White, yellow, or green fluid that drains without much pain can signal a chronic middle ear infection, where the eardrum hasn’t fully healed and fluid continues to seep out. This warrants medical attention even if it doesn’t hurt.
Clear fluid from the ear is less commonly from an infection. It can come from eczema in the ear canal. In rare, serious cases following a head injury, clear or blood-tinged fluid can indicate a cerebrospinal fluid leak, which is a medical emergency.

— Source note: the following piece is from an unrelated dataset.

PR #835, opened 2023-02-01
native-image - use Feature implementation instead of config files

kkriske:
This PR replaces the `resource-config.json` and `jni-config.json` files by a `org.graalvm.nativeimage.hosted.Feature` implementation.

When Dizziness or Balance Problems Appear
Your inner ear controls both hearing and balance. When an infection reaches this deeper part of the ear, it inflames either the labyrinth (the structure responsible for balance and hearing) or the vestibular nerve (which controls balance and eye movement). The result is vertigo, a spinning sensation that can be intense and disorienting, along with dizziness and difficulty staying steady on your feet.
Inner ear infections are less common than middle or outer ear infections, but they’re more disruptive to daily life. Left untreated, they can cause lasting damage to the vestibular system. If you’re experiencing vertigo alongside ear pain or hearing changes, that’s a sign the infection may have spread deeper.
How Doctors Confirm an Ear Infection
Doctors diagnose ear infections by looking at the eardrum through an otoscope, a handheld device with a light and magnifying lens. They’re looking for specific visual signs: moderate to severe bulging of the eardrum, intense redness, or fluid visible behind the membrane. They may also use a puff of air (pneumatic otoscopy) to check whether the eardrum moves normally. A healthy eardrum flexes easily; one backed by trapped fluid barely moves.
According to guidelines from the American Academy of Pediatrics, an ear infection should not be diagnosed if there’s no evidence of fluid behind the eardrum. Pain alone isn’t enough. This is why at-home diagnosis is tricky: you can suspect an ear infection based on symptoms, but confirming it requires seeing the eardrum.
Consumer-grade otoscopes are available, and Johns Hopkins researchers have developed AI-powered versions that can identify infections with accuracy comparable to a specialist. For now, though, these tools are most useful when paired with a telehealth visit, where you capture images and share them with a doctor in real time.
Red Flags That Need Immediate Attention
Most ear infections are uncomfortable but not dangerous. The complication to watch for is mastoiditis, an infection that spreads to the bone behind the ear. It’s uncommon but serious. Warning signs include:
- Throbbing ear pain that keeps getting worse instead of improving
- Swelling, redness, or a soft, doughy feeling in the bone behind the ear
- One ear visibly sticking out more than the other
- High fever, severe headache, or confusion
- Vertigo or double vision
Without treatment, mastoiditis can lead to hearing loss, facial paralysis, or infections that reach the brain. These complications are rare, but they’re why persistent or worsening symptoms after a few days deserve prompt medical evaluation rather than a wait-and-see approach.